From the entries below, copy out every line with "database" in it.

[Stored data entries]
****************
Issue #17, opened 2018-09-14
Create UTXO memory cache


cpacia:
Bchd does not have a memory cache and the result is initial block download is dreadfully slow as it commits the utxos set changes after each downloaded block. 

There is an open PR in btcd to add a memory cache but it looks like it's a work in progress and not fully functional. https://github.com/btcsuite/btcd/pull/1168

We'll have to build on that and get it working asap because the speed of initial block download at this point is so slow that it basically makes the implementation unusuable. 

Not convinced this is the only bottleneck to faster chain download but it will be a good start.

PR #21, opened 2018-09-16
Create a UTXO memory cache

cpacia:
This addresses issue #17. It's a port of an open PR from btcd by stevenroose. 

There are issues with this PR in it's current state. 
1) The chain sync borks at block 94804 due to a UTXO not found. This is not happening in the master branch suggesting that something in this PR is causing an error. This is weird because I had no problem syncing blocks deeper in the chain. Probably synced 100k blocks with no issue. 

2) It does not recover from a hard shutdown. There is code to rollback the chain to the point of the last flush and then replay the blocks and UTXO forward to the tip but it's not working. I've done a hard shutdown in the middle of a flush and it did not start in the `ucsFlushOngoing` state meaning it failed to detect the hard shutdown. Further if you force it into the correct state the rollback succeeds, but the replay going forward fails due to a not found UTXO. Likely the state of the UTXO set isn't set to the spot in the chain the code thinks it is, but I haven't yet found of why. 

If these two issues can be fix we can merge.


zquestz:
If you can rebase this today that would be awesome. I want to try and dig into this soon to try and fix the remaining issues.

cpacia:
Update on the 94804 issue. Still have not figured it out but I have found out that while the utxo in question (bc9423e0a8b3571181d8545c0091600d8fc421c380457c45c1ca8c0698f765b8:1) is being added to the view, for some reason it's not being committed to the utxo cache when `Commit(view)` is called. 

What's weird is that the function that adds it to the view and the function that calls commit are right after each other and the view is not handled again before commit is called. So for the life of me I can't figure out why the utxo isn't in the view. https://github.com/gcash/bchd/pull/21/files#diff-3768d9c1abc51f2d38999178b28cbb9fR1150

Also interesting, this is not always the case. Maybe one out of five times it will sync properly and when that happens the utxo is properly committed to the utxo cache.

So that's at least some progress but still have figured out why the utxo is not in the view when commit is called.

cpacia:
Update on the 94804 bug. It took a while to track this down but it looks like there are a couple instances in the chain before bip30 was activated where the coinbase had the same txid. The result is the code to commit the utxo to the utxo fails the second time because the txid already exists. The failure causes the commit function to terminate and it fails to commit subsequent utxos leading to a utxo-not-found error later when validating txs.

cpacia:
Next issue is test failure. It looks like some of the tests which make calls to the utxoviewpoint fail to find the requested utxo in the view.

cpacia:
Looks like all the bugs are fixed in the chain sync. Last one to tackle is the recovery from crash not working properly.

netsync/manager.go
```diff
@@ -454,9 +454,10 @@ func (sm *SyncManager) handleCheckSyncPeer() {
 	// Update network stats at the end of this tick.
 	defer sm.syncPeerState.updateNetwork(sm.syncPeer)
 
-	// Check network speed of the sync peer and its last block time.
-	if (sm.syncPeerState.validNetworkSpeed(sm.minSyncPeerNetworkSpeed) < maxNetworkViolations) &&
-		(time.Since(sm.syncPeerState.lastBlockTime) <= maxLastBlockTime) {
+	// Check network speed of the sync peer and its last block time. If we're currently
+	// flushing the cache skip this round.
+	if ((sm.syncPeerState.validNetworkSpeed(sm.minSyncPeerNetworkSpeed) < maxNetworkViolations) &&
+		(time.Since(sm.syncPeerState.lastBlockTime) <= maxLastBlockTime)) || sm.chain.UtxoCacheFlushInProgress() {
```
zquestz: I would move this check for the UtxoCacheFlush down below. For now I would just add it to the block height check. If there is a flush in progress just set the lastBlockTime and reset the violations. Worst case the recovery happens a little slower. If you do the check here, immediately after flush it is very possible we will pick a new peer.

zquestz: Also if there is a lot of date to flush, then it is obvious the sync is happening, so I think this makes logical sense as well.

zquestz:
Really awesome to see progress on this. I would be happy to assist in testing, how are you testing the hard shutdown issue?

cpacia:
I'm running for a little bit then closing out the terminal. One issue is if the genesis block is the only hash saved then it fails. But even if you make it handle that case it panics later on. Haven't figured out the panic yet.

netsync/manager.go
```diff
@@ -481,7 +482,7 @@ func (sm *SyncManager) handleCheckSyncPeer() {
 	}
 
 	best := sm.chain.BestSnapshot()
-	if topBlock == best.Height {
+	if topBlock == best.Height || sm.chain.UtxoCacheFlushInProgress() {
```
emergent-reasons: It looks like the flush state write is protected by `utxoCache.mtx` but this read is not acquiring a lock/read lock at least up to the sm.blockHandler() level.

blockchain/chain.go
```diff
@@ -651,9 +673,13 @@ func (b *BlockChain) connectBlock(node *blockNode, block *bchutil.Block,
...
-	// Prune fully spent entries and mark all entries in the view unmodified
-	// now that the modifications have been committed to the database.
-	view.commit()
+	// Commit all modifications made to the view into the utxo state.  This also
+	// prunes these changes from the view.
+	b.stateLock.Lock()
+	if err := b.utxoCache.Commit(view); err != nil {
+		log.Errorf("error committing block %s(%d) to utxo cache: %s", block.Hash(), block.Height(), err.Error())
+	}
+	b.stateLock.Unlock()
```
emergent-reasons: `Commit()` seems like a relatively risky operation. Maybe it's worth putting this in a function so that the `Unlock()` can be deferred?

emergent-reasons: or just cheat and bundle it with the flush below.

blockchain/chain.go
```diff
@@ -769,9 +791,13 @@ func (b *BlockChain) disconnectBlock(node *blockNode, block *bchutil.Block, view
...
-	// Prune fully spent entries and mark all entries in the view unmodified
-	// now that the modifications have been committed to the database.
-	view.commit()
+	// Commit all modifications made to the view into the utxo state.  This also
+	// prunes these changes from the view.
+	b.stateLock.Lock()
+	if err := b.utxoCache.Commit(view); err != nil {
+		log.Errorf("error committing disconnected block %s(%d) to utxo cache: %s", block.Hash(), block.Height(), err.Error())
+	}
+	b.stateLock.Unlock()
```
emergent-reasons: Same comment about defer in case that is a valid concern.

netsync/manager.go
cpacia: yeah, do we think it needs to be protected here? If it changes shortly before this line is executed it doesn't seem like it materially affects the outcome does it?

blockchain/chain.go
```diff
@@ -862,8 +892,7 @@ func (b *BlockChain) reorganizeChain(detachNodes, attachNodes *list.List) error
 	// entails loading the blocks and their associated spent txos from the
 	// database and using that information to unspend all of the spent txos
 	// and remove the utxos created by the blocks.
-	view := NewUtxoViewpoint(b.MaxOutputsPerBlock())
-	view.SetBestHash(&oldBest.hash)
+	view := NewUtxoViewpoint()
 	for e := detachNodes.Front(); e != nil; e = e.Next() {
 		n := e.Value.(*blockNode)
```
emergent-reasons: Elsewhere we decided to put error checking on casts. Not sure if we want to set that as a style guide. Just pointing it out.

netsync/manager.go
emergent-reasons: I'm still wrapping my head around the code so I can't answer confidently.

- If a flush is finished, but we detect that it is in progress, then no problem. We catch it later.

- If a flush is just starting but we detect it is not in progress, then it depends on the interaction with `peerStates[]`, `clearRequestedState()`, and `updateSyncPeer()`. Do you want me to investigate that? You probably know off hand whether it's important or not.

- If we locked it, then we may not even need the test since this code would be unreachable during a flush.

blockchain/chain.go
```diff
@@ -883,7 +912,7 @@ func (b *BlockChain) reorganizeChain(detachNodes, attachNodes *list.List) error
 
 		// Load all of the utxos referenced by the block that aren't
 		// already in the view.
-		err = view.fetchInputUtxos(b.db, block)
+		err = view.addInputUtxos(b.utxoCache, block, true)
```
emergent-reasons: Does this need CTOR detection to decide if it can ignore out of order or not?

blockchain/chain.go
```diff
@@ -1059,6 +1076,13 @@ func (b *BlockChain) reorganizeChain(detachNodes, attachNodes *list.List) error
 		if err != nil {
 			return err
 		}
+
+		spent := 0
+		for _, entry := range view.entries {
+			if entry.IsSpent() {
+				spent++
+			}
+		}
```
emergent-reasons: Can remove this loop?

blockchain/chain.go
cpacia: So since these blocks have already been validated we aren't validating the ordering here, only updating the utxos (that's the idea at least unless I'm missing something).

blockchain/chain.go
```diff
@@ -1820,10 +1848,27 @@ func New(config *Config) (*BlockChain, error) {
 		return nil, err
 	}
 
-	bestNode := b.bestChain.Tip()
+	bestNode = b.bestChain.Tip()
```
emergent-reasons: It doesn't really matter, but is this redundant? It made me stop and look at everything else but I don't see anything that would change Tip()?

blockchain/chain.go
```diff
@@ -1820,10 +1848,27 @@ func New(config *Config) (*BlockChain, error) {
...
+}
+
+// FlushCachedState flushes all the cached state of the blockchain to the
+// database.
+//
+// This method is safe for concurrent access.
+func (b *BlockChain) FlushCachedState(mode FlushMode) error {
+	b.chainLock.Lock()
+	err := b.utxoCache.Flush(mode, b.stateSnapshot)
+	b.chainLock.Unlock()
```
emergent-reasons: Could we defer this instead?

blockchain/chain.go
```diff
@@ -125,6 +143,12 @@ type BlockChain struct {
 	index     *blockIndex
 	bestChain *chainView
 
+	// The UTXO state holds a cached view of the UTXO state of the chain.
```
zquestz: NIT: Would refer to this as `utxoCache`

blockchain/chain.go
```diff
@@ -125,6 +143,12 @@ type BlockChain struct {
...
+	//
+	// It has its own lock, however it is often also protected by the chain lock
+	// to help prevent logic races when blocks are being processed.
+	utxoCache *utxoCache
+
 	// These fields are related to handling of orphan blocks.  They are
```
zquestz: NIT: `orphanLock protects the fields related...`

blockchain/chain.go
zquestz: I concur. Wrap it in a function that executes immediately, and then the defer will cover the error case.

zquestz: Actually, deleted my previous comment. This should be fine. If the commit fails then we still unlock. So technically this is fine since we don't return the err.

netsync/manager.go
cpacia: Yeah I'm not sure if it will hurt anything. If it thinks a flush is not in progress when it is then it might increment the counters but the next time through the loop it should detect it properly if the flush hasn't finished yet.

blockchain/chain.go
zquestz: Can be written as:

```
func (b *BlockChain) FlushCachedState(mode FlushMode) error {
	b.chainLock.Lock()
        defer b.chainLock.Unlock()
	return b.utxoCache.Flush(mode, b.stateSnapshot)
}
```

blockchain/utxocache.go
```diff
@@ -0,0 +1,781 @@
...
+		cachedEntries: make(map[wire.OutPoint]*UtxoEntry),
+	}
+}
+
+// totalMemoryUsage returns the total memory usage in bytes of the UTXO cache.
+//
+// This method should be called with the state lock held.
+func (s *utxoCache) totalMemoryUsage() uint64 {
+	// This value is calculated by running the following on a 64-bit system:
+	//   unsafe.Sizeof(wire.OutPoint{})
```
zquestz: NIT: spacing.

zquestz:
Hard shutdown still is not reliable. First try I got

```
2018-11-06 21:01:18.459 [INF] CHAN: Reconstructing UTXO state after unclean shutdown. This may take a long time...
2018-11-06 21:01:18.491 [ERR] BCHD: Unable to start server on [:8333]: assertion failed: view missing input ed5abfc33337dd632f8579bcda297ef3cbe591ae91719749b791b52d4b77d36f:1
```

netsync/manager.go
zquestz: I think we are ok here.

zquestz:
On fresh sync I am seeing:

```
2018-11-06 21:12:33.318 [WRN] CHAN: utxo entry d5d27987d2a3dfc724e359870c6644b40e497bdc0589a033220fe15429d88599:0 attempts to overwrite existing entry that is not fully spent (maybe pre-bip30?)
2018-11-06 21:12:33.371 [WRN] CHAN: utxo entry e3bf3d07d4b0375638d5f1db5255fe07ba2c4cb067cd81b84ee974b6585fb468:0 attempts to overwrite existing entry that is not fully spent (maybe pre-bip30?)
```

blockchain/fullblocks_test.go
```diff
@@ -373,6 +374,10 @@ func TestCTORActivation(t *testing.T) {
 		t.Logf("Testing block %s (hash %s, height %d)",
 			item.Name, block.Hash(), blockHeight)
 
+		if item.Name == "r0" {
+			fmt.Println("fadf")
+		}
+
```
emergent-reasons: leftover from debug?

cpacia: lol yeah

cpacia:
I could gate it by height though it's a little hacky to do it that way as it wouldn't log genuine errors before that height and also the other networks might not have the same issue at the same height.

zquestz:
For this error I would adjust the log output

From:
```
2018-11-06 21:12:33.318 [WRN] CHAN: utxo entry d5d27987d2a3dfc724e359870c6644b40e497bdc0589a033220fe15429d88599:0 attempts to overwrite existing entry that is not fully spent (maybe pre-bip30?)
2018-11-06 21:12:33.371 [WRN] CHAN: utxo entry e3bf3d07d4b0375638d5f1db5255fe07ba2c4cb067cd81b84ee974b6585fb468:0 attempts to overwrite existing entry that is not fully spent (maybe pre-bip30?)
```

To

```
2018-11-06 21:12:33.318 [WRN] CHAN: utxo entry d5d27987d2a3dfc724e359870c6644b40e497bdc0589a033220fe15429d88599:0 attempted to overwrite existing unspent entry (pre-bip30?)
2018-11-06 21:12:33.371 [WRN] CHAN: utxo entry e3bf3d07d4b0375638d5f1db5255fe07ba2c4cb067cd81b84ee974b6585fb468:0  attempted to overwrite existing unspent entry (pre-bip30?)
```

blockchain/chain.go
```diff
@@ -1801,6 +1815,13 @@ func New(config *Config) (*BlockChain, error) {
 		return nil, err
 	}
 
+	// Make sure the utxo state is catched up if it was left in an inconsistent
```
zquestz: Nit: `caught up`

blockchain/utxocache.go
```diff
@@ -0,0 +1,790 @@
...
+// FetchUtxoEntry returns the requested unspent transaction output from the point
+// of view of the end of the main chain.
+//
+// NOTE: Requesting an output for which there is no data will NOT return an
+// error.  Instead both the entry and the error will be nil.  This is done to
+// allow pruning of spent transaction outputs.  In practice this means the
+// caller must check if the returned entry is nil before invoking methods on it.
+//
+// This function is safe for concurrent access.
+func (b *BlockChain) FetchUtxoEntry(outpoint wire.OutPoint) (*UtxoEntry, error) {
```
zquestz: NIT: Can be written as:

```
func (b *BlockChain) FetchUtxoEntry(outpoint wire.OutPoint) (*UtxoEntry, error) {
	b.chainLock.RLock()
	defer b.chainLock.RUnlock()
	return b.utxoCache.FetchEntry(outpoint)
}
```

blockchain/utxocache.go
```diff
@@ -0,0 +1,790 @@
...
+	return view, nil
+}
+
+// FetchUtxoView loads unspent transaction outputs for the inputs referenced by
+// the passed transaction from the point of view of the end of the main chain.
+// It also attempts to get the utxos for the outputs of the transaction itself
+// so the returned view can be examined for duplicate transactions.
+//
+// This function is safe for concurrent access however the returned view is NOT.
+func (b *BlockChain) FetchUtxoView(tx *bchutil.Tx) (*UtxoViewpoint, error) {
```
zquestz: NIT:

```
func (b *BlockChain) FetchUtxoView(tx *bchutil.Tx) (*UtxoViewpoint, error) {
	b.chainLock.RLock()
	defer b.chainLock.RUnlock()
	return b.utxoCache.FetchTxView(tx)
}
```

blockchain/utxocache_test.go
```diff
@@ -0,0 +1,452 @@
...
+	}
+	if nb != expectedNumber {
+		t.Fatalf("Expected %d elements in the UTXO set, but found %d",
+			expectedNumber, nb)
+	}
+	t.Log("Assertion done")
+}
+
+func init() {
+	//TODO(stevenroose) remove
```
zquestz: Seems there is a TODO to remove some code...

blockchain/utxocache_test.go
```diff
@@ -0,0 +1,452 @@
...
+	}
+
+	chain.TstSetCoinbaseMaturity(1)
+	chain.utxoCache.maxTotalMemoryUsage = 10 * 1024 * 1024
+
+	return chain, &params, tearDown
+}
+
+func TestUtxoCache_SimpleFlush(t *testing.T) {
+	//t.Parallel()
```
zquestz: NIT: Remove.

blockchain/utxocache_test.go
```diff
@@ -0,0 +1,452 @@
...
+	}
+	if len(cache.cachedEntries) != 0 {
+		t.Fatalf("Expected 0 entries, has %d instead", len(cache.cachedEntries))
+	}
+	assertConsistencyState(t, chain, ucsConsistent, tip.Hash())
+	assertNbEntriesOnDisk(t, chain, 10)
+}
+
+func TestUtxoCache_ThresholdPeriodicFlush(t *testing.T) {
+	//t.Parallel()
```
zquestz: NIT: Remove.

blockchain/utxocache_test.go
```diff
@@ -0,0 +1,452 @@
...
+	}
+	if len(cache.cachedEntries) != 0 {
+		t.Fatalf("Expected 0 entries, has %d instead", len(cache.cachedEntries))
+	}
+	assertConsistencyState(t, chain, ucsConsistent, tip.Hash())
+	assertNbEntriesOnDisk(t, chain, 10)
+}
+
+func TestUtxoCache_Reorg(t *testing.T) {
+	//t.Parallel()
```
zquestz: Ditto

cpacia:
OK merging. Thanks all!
****************
▶ **Exercise output**
-	// now that the modifications have been committed to the database.
-	// now that the modifications have been committed to the database.
 	// database and using that information to unspend all of the spent txos
+// database.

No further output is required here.